Rhythembox is sick, bloated and ugly. Banshee and AmaroK are better.


----------



## hellknight (May 26, 2008)

True.. AmaroK has default equalizer presets... Rhythmbox and Banshee doesn't.. iTunes has become a system hog over the years..


----------



## ray|raven (May 26, 2008)

^You call an app useless just coz it has default equalizer presets? Sheesh.


----------



## praka123 (May 26, 2008)

Rhythmbox works great for me  I like Exaile in Gnome than amarok though.heck,both are the same. 

there is one new player called Listen.I think it got some integrated ipod sync function?


----------



## iMav (May 26, 2008)

At one point of time I started booting into Ubuntu only for Rythmbox & it's iPod sync facility which IMO is better than iTunes when you have not synced your iPod and are manually managing your library.


----------



## hellknight (May 26, 2008)

rayraven said:


> ^You call an app useless just coz it has default equalizer presets? Sheesh.



Nah.. its not like that... Use AmaroK and then use the other two, you'll feel the difference and superiority of AmaroK


----------



## gxsaurav (May 26, 2008)

MetalheadGautham said:


> how the hell can music taste affect choice of OS ?
> Its not as if Ubuntu or Windows comes with Metallica theme by defualt, is it ?



Lolz...you don't understand anything do u? Or is it some psycological flaw in u? 

The support guy told him to change his music taste cos his iPod wasn't working with Ubuntu, how LAME is that 



> we need to pay more than we do for the CD. Sheesh.
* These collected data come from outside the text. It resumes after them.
PR #205, opened 2026-03-24
feat(auth): add per-call AWS profile override middleware

### LINKED ISSUE #119: Impossible to use 2 distinct profiles in a single Kiro CLI session.

I set up AWS_PROFILE=profile1

then I launch Kiro CLI, set up with 
```
"mcpServers": {
    "aws-mcp": {
      "command": "uvx",
      "transport": "stdio", 
      "timeout": 100000,
      "args": [
        "mcp-proxy-for-aws@latest",
        "https://aws-mcp.us-east-1.api.aws/mcp"
      ]
    }
}
```

I ask "get caller identity". 

KiroCLI runs
```
Running tool aws___call_aws with the param (from mcp server: aws-mcp)
 ⋮  {
 ⋮    "cli_command": "aws sts get-caller-identity"
 ⋮  }
```

then I say "do the same with AWS_PROFILE=profile2

KrioCLI runs
```
Running tool aws___call_aws with the param (from mcp server: aws-mcp)
 ⋮  {
 ⋮    "cli_command": "aws sts get-caller-identity --profile profile2"
 ⋮  }
```
but the result returned is exactly the same (though profiles are using different roles in different accounts): the MCP sever persists in using the session that was set up with Kiro CLI started. 

### Expected Behavior

LLM should be able to use multiple CLI profiles.

### Current Behavior

The profile used when Kiri CLI launches is the only one that get all the queries.

### Reproduction Steps

See above.

### Possible Solution

_No response_

_No response_

### Operating System

MacOS

### Release Version

latest (this server, Kiro-cli and AWS CLI all in latest version)

### Other information

_No response_

### Search verification

### Related issues

-

### LINKED ISSUE #172: switch_profile tool to allow multi-aws account access
### Describe the feature (Security related? please follow <https://github.com/aws/mcp-proxy-for-aws/security/policy> to report them to AWS Security directly.)

Hello!

The feature request is to give this MCP functionality to allow agents to assume profiles for multi-account access.

### Use Case

I was using steampipe in order to accomplish this before, but that is only helpful for some read-only operations. When I used this MCP, I needed to close Claude Code, assume a new profile, relaunch Claude Code, and repeat X amount of times depending on what I'm doing. We have 70 AWS accounts so you can imagine why this might be a pain.

### Proposed Solution

I have a very scrappy tool that Ive created which enabled me to do this already, if its something you think could be a good addition to this project I can tidy it up and create a PR. Let me know what you think!

The switch_profile tool lets you change which AWS identity the proxy uses mid-session. You enable it with --allow-switch-profile and a whitelist of profile names. When called, a middleware intercepts the request, validates the profile against the allowlist, creates a new boto3 session, swaps it into a shared SessionHolder, reconnects the upstream client, and invalidates the tool cache. All subsequent requests are then signed with the new credentials automatically.

### Other Information

_No response_

### Acknowledgements

- [x] I may be able to implement this feature request
- [x] This feature might incur a breaking change

### LINKED ISSUE #193: Support credential refresh when switching AWS profiles/roles without proxy restart
### Describe the feature (Security related? please follow <https://github.com/aws/mcp-proxy-for-aws/security/policy> to report them to AWS Security directly.)

Currently, the proxy creates a single `boto3.Session` at startup in `create_transport_with_sigv4()` (utils.py) and reuses it for the lifetime of the process. While `session.get_credentials()` is called on every request in `_sign_request_hook()`, botocore caches the resolved credentials in the Session object after the first read from `~/.aws/credentials`.

This means that if a user switches to a different AWS account/role locally (e.g., by changing `AWS_PROFILE`, updating `~/.aws/credentials`, running `aws sso login` with a different profile, or modifying environment variables), the proxy continues to use the stale credentials from the original session. The only workaround is to fully restart the proxy process.

### Use Case

When working with multiple AWS accounts (e.g., dev, staging, production), developers frequently switch between different IAM roles or SSO profiles during a single session. Common approaches include:

- Switching named profiles with `role_arn` in `~/.aws/config` (via `AWS_PROFILE`)
- Using AWS SSO / IAM Identity Center with different profiles (`aws sso login --profile <profile>`)
- Using `aws login` and switching profiles
- Updating environment variables (`AWS_ACCESS_KEY_ID`, `AWS_SECRET_ACCESS_KEY`, `AWS_SESSION_TOKEN`)

In all of these cases, the proxy does not pick up the new credentials because the `boto3.Session` was created at startup and its credential provider cache is never invalidated.

This forces users to restart the MCP proxy (and in some MCP clients, restart the entire chat session) every time they switch accounts. This is disruptive to workflow, especially during development sessions where cross-account access is needed frequently.

### Proposed Solution

[Might be other better ways] Auto-detect the local change of creds, and then tear down the old connection between the proxy and the remote mcp server, and then re-establish a connection. 

### Other Information

_No response_

### Acknowledgements

- [ ] I may be able to implement this feature request
- [ ] This feature might incur a breaking change

benjstoll:
Adds ProfileOverrideMiddleware that allows routing individual tool calls through dedicated per-profile MCP connections via a `profile` argument. Enabled with `--allow-switch-profile` CLI flag restricted to an explicit allowlist of profile names.

### Changes

  - Added ProfileOverrideMiddleware in mcp_proxy_for_aws/middleware/profile_switcher.py that intercepts a profile argument on any tool call,
  validates it against an allowlist, and routes the request through a dedicated per-profile MCP client with its own SigV4-signed transport.
  - Added --allow-switch-profile CLI argument in cli.py that accepts one or more AWS profile names to enable the middleware.
  - Wired the middleware into server.py with proper lifecycle management (lazy client creation, graceful shutdown of per-profile connections
  in the finally block).
  - Added 12 unit tests covering tool schema injection, pass-through behavior, disallowed profiles, argument stripping, connection/tool-call
  error handling, and client disconnect logic. 90% branch coverage on the new middleware.
  - Updated README.md with the new parameter in the configuration table and a "Multi-account access" section explaining how
  --allow-switch-profile interacts with --profile, including a JSON config example.

### User experience

  Before: Users who needed to query AWS resources across multiple accounts had to run separate proxy instances per profile, or manually
  restart the proxy with a different --profile value.

  After: Users pass --allow-switch-profile profile-a profile-b alongside their default --profile. Any tool call can include a profile
  argument to route that single request through a dedicated connection signed with the specified profile's credentials. Tool calls without
  profile continue to use the default connection. Each profile's connection is created lazily on first use, so there is no startup cost for
  unused profiles.

## Checklist

* [x] Changes are documented

* [ ] Yes
* [x] No

## Acknowledgment


mcp_proxy_for_aws/middleware/profile_switcher.py
```diff
@@ -0,0 +1,191 @@
...
+        arguments = context.message.arguments
+        if isinstance(arguments, dict) and 'profile' in arguments:
+            profile = arguments['profile']
+            return await self._call_with_profile(profile, context, call_next)
+
+        return await call_next(context)
+
+    # ── internals ─────────────────────────────────────────────────
+
+    async def _get_profile_client(self, profile: str) -> Client:
```
anasstahr, line 129: Fastmcp supports concurrent tool calling: https://github.com/PrefectHQ/fastmcp/blob/f01d0c581c7a821a9701d6dde4d9beb95e32d479/docs/updates.mdx#L69

> ⚡ Concurrent Sampling — context.sample() can now execute multiple tool calls in parallel with tool_concurrency=0.

Should we add a lock when getting the profile client?
```
  def __init__(self, ...):
      ...
      self._profile_clients: dict[str, Client] = {}
      self._lock = asyncio.Lock()

  async def _get_profile_client(self, profile: str) -> Client:
      async with self._lock:
          if profile not in self._profile_clients:
              logger.info('Creating dedicated connection for profile %s', profile)
              transport = create_transport_with_sigv4(...)
              client = Client(transport=transport)
              await client.__aenter__()
              self._profile_clients[profile] = client
          return self._profile_clients[profile]
```

mcp_proxy_for_aws/middleware/profile_switcher.py
```diff
@@ -0,0 +1,191 @@
...
+        """Get or create a dedicated MCP client for the given profile.
+
+        Each profile gets its own ``StreamableHttpTransport`` and MCP session
+        so that requests signed with different AWS identities don't collide
+        on the same backend session.
+        """
+        if profile not in self._profile_clients:
+            logger.info('Creating dedicated connection for profile %s', profile)
+            transport = create_transport_with_sigv4(
```
anasstahr: Should we also have a test for calling `get_profile_client`, checking this code path?

mcp_proxy_for_aws/middleware/profile_switcher.py
benjstoll: that's a good idea, this would prevent a race condition with two async calls to the same profile. I pushed your suggestion with an added test case.

mcp_proxy_for_aws/middleware/profile_switcher.py
```diff
@@ -0,0 +1,194 @@
...
+    @override
+    async def on_call_tool(
+        self,
+        context: MiddlewareContext[mt.CallToolRequestParams],
+        call_next: CallNext[mt.CallToolRequestParams, ToolResult],
+    ) -> ToolResult:
+        """Intercept ``profile`` and route through a dedicated per-profile client."""
+        arguments = context.message.arguments
+        if isinstance(arguments, dict) and 'profile' in arguments:
+            profile = arguments['profile']
```
rshevchuk-git: `profile` can collide with tools that already have a profile parameter. If a backend tool already has a profile parameter in its schema, this middleware will silently overwrite it in on_list_tools and strip it in on_call_tool. This could break legitimate tool parameters.

mcp_proxy_for_aws/middleware/profile_switcher.py
```diff
@@ -0,0 +1,194 @@
...
+    async def _call_with_profile(
+        self,
+        profile: str,
+        context: MiddlewareContext[mt.CallToolRequestParams],
+        call_next: CallNext[mt.CallToolRequestParams, ToolResult],
+    ) -> ToolResult:
+        """Forward a tool call through a dedicated per-profile connection."""
+        if profile not in self._allowed_profiles:
+            allowed = ', '.join(sorted(self._allowed_profiles))
+            return ToolResult(
```
rshevchuk-git: Why do you return ToolResult(s) on failed validations instead of raising ToolError?

mcp_proxy_for_aws/server.py
```diff
@@ -100,13 +102,27 @@ async def run_proxy(args) -> None:
...
+            profile_middleware = ProfileOverrideMiddleware(
+                allowed_profiles=allowed_profiles,
+                service=service,
+                region=region,
+                metadata=metadata,
+                timeout=timeout,
+                endpoint=args.endpoint,
+            )
+            proxy.add_middleware(profile_middleware)
+
```
rshevchuk-git: This should be extracted into a separate helper `add_profile_override_middleware`, to stay consistent with other middleware declarations

mcp_proxy_for_aws/middleware/profile_switcher.py
```diff
@@ -0,0 +1,194 @@
...
+        """Inject ``profile`` into every tool's schema."""
+        tools = await call_next(context)
+
+        for tool in tools:
+            params = tool.parameters
+            if not isinstance(params, dict):
+                continue
+            if 'properties' not in params:
+                params['properties'] = {}
+            params['properties']['profile'] = {
```
rshevchuk-git: If the upstream tool list is cached or shared, this mutates shared state. This is ok now because AWSProxyToolManager.get_tools() re-fetches, however this creates dependency on the upstream to always produce fresh dicts. I'd suggest deep-copy the parameters dict before mutating. It is cheap insurance and makes the middleware self-contained.

rshevchuk-git (changes requested):

mcp_proxy_for_aws/middleware/profile_switcher.py
```diff
@@ -0,0 +1,194 @@
...
+    @override
+    async def on_list_tools(
+        self,
+        context: MiddlewareContext[mt.ListToolsRequest],
+        call_next: CallNext[mt.ListToolsRequest, Sequence[Tool]],
+    ) -> Sequence[Tool]:
+        """Inject ``profile`` into every tool's schema."""
+        tools = await call_next(context)
+
+        for tool in tools:
```
arnewouters, line 87: Curious if we could use [tool transformations](https://gofastmcp.com/servers/transforms/tool-transformation) instead of directly manipulating params?

mcp_proxy_for_aws/middleware/profile_switcher.py
benjstoll: You're right, I should have caught this, ill return ToolError here.

mcp_proxy_for_aws/server.py
benjstoll: Thanks, ill make sure this matches the other helpers.

mcp_proxy_for_aws/middleware/profile_switcher.py
benjstoll: Do you think proxy_profile would be a better name to avoid collisions?

mcp_proxy_for_aws/middleware/profile_switcher.py
benjstoll: agreed

mcp_proxy_for_aws/middleware/profile_switcher.py
benjstoll: Im not sure this is a good fit because our proxy_profile parameter doesnt exist in any backend tool, we are just injecting it so the middleware can route calls to specific AWS profiles. Let me know what your thoughts were exactly for tool transformations.

mcp_proxy_for_aws/middleware/profile_switcher.py
anasstahr: I think `proxy_profile` sounds good, however I think we should warn the user when this override happens

mcp_proxy_for_aws/middleware/profile_switcher.py
arnewouters: I haven't used this feature before but it seems like it's only for removing parameters and not adding them as we are doing here. You can ignore this :)

mcp_proxy_for_aws/middleware/profile_switcher.py
benjstoll: Sounds good to me, added a logger.warning if a collision is detected.

anasstahr:
Hi @benjstoll, could you fix the build errors? We can go ahead with merging this also please run the integration tests and confirm that they're passing

benjstoll:
> Hi @benjstoll, could you fix the build errors? We can go ahead with merging this also please run the integration tests and confirm that they're passing

Looks like it was a bad import, I went ahead and fixed that. Integration tests seems to be passing from my end!

rorymcmahon:
This would unblock us from adopting the managed AWS MCP server. We have 40+ accounts in an Identity Center-managed landing zone and the single-profile-per-session limitation is currently the only reason we're staying on the local `awslabs.aws-api-mcp-server`.

The lazy connection creation per-profile and the allowlist approach are both great design choices — no startup cost for unused profiles, and the allowlist gives us a security boundary to prevent agents from accidentally touching production accounts without explicit permission.

Looking forward to this landing.

benjstoll:
Hi @anasstahr, anything else? Looks like this might be good to go

aswhit1:
+1, but we have 118 AWS accounts we're working across!

rshevchuk-git:
We have added multi profile support in #266, release is going to happen soon.

PR #233, opened 2026-04-08
fix: remove fast fail credential check

anasstahr:
Removes the early credential validation check in `create_aws_session` that called `session.get_credentials()` and raised a `ValueError` if no credentials were immediately available. Updates unit tests to reflect the new behavior.

### Changes

  - Removed the early credential validation check in `create_aws_session` that called `session.get_credentials()` and raised a `ValueError` if no credentials were immediately available
  - Updated unit tests to reflect the new behavior

### User Experience

  Before: The proxy would fail immediately at startup if AWS credentials weren't resolvable at session creation time.

  After: The session is created without checking credentials — failures surface at request-signing time.

## Checklist

* [x] Changes are documented

* [ ] Yes
* [x] No

## Acknowledgment


mcp_proxy_for_aws/sigv4_helper.py
```diff
@@ -100,22 +100,13 @@ def create_aws_session(profile: Optional[str] = None) -> boto3.Session:
...
         session = boto3.Session(profile_name=profile) if profile else boto3.Session()
     except Exception as e:
         raise ValueError(f"Failed to create AWS session with profile '{profile}': {e}")
 
-    # Verify credentials are available
-    credentials = session.get_credentials()
-    if not credentials:
-        profile_msg = f" with profile '{profile}'" if profile else ''
-        raise ValueError(
-            f'No AWS credentials found{profile_msg}. '
```
krishmakochhar, line 116: Is this method credential check only happening at session creation, or is there also validation at signing time? If it's only here, removing it means users with missing credentials won't get a helpful error at all — just botocore's raw exception. Is there similar handling downstream?

anasstahr: There is validation downstream at signing time — `_sign_request_hook` calls `session.get_credentials()` on every request. 
For authenticated endpoint we return 403, which is caught by `ToolErrorMiddleware` - 401/403 errors, so we won't return a raw exception

arnewouters (approved):

rshevchuk-git (approved):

Its better to buy CDs or if no CD is available, you get a reason to justify piracy.



Wrong. In an album suppose there are 10 songs for Rs 100 but i only like 2 of them, so why buy the whole album at Rs 100 & why not just 2 songs for Rs 20.


----------



## Pat (May 26, 2008)

gx_saurav said:


> Lolz...you don't understand anything do u? Or is it some psycological flaw in u?
> The support guy told him to change his music taste cos his iPod wasn't working with Ubuntu, how LAME is that



Ever heard of something called as sense of humour ?


----------



## sourav123 (May 26, 2008)

gx_saurav said:


> Wrong. In an album suppose there are 10 songs for Rs 100 but i only like 2 of them, so why buy the whole album at Rs 100 & why not just 2 songs for Rs 20.
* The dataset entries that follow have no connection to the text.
PR #3340, opened 2023-07-09
Add support for SAML 2.0 

pennersr:
# Submitting Pull Requests

## General

 ## Provider Specifics

### DIFF
--- a/.github/workflows/ci.yml
+++ b/.github/workflows/ci.yml
@@ -47,6 +47,8 @@ jobs:
       uses: actions/setup-python@v4
       with:
         python-version: ${{ matrix.python-version }}
+    - name: Install xmlsec
+      run: sudo apt-get install -y xmlsec1 libxmlsec1-dev
     - name: Install dependencies
       run: |
         python -m pip install --upgrade pip
@@ -77,6 +79,8 @@ jobs:
       uses: actions/setup-python@v4
       with:
         python-version: '3.11'
+    - name: Install xmlsec
+      run: sudo apt-get install -y xmlsec1 libxmlsec1-dev
     - name: Install dependencies
       run: |
         python -m pip install --upgrade pip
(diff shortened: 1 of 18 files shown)


akx:
You might want to consider https://github.com/akx/smolsaml instead of onelogin.saml – it was born out of frustrations with the onelogin implementation (you can see a bunch of my PRs in the onelogin repo before I gave up)...

pennersr:
The reason for going with `python3-saml` is that is smaller in scope compared to e.g. `pysaml2`, as the former focuses only on the SP side whereas the later covers both SP and IdP. But more importantly, `python3-saml` does have a lot of mileage, it is the SAML implementation used by e.g. Sentry as well. In the end, the SAML dependency is just an implementation detail of allauth. Would definitely want to switch to something smaller, but as it is now the mileage made by `python3-saml` is a deciding factor.

As for optional, definitely -- you will need to explicitly `pip install django-allauth[saml]` to pull this in.

akx:
Yeah, I evaluated `pysaml2` too before deciding to write `smolsaml` for our (@valohai) uses. Anyway, glad it'll be optional – we had enough pains with various `xmlsec` versions...

pennersr:
> Anyway, glad it'll be optional – we had enough pains with various xmlsec versions...

@akx It would be good if you could elaborate a bit on this point. I figured that `smolsaml`, `pysaml2` and `python3-saml` all depend on `xmlsec` so whatever installation trouble that gives, I would expect it to be the same for all these packages?

akx:
@pennersr Yeah, I made the decision that smolsaml just shells out to the `xmlsec` tool for signing and verification because there have been notorious conflicts where different versions of libxml in the same python interpreter cause havoc (I'm out and about right now so I can't look up the issues) where things just don't work in a correct way.

PR #3346, opened 2023-07-12
feat(account): Add `ACCOUNT_CHANGE_EMAIL` flow

pennersr:
With these changes, when `ACCOUNT_MAX_EMAIL_ADRESSES=1`, the user can still change his email. The user is allowed to add an extra email, and when that email is confirmed, the former email is removed. So, the user is allowed to go over the maximum of 1 for the purpose of changing his email.

### DIFF
--- a/.editorconfig
+++ b/.editorconfig
@@ -15,6 +15,9 @@ indent_size = 4
 [*.py]
 indent_size = 4
 
+[*.html]
+indent_size = 4
+
 [Makefile]
 indent_style = tab
 indent_size = 8
--- a/ChangeLog.rst
+++ b/ChangeLog.rst
@@ -16,6 +16,11 @@ Note worthy changes
 - It is now possible to manage OpenID Connect providers via the Django
   admin. Simply add a `SocialApp` for each OpenID Connect provider.
 
+- There is now a new flow for changing the email address. When enabled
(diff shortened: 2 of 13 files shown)


pennersr:
@9mido and @pktiuk -- does this solve your use cases?

e2489:
This still seems overly complicated and potentially confusing for users. Having to add an extra email in order to change your current email is an odd way to do things, and will probably not make sense to the average person.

Who is offering songs @Rs. 10/-. Definitely its not Apple. They will ask at least Rs. 50/- per song. Robbers!!!


----------



## MetalheadGautham (May 27, 2008)

sourav123 said:


> Who is offering songs @Rs. 10/-. Definitely its not Apple. They will ask at least Rs. 50/- per song. Robbers!!!
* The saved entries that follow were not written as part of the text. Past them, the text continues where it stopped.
PR #3348, opened 2023-07-14
fix(cern): Updated to new SSO w/ OIDC

nothingface0:
## General

 - [ ] ~~JavaScript code should adhere to [StandardJS](https://standardjs.com).~~ (Does not apply)
 - [ ] ~~If your change is substantial, feel free to add yourself to `AUTHORS`.~~

### CERN

CERN will be completely deprecating the current SSO solution by September 1st, 2023, making the current CERN `django-allauth` provider obsolete.

This PR updates the CERN provider to the ""new"" SSO solution, which is OIDC-based, using new URLs and response format. 
The most important thing to note is that two breaking changes have been introduced:

1. A formerly available attribute, `groups`, is no longer available. In its place, `cern_roles` have been added, and are provided by default by the JWT access token returned after logging in. Developers using this provider will have to update their applications to use `cern_roles` instead of `groups`.

	> **Note**
	> One solution could have been to just map `cern_roles` to `groups`, but, since they do not reflect the same information (i.e. multiple `groups` may be mapped to a single `cern_role`), it's better for the developers to update their applications to comply with this new concept. More information [here](https://auth.docs.cern.ch/applications/role-based-permissions).

2. The `uid` that was used previously (mapped to `id` in the old SSO response) **is no longer available.** This means that, if returning users attempt a login after `django-allauth` has been updated, there's no way to associate them with the existing `SocialAccount` entry, since the `uid` is now different. In its place, the `sub` field is now used, which is also [guaranteed to be unique](https://auth.docs.cern.ch/user-documentation/oidc/config/#what-will-be-in-your-tokens), and is already stored in the `extra_data` column of the `SocialAccount` table, so it would be easy to "migrate" the value to the `uid` column.
	I will try to come up with a "migration" script to update the existing `uid`s to be the `username` value in the `extra_data` column.
	To migrate:
	i. Enter your project's django shell:
	```bash
	python manage.py shell
	```
	ii. Use the `username` field (which has been renamed to `sub` in the new SSO) in the `extra_data` to update the `uid`:
	```python
	from allauth.socialaccount.models import SocialAccount
	sa = SocialAccount.objects.filter(provider="cern")
	for s in sa:
		if 'username' in s.extra_data:
			s.uid = s.extra_data["username"]
			s.save()
	```

 
All other functionality and setup should be intact.

### DIFF
--- a/ChangeLog.rst
+++ b/ChangeLog.rst
@@ -16,6 +16,39 @@ Note worthy changes
 - It is now possible to manage OpenID Connect providers via the Django
   admin. Simply add a `SocialApp` for each OpenID Connect provider.
 
+- The CERN provider has been updated to use OIDC, in order to comply with
+  the planned deprecation of the current Single Sign-On solution. This change
+  introduces two breaking changes:
+    
+    - Egroups are no longer supported, and your
+      application must be modified to use Roles
+      through the `Application Portal <application-portal.web.cern.ch/>`_. 
+      See the `official CERN Auth docs <auth.docs.cern.ch/>`_
+      for more information.  
+    
+    - The new SSO does not provide the `id` value that was previously
+      used to uniquely map a logged in user with an existing `SocialAccount`
+      (stored in the `uid` column). We are now using the `sub` field, 
+      which is guaranteed to be unique for each user or service account. 
+      
+      This means that, once you update your `django-allauth` package, you will
+      need to update the `SocialAccount` entries too, so that all 
+      the existing CERN accounts in your database can be mapped to the users
+      which login through the new SSO. Luckily, all existing entries in your
+      database have a `username` field in the `extra_data` column of the `SocialAccount`
+      table. To update the existing entries, you will need to enter a 
+      django shell session (`python manage.py shell`)
+      and run the following: 
+
+      .. code-block:: python
+
+        from allauth.socialaccount.models import SocialAccount
+        sa = SocialAccount.objects.get(provider="cern")
+        for s in sa:
+          if 'username' in s.extra_data:
+            s.uid = s.extra_data["username"]
+            s.save()
+
 
 Security notice
 ---------------
--- a/allauth/socialaccount/providers/cern/provider.py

If albums were Rs. 100.- in India, I would be hoarding them


----------



## aryayush (May 27, 2008)

@praka123,
“ubuntucat”, whoever he/she is, spent a lot of time and effort to write that article. It’s a lengthy, well written article—the sort that you have to invest a lot into to be able to get just right. And he didn’t do it just so that someone could hit Ctrl-A, Ctrl-C and paste it all over the Internet. He did it because he wants people to visit his website and read it there.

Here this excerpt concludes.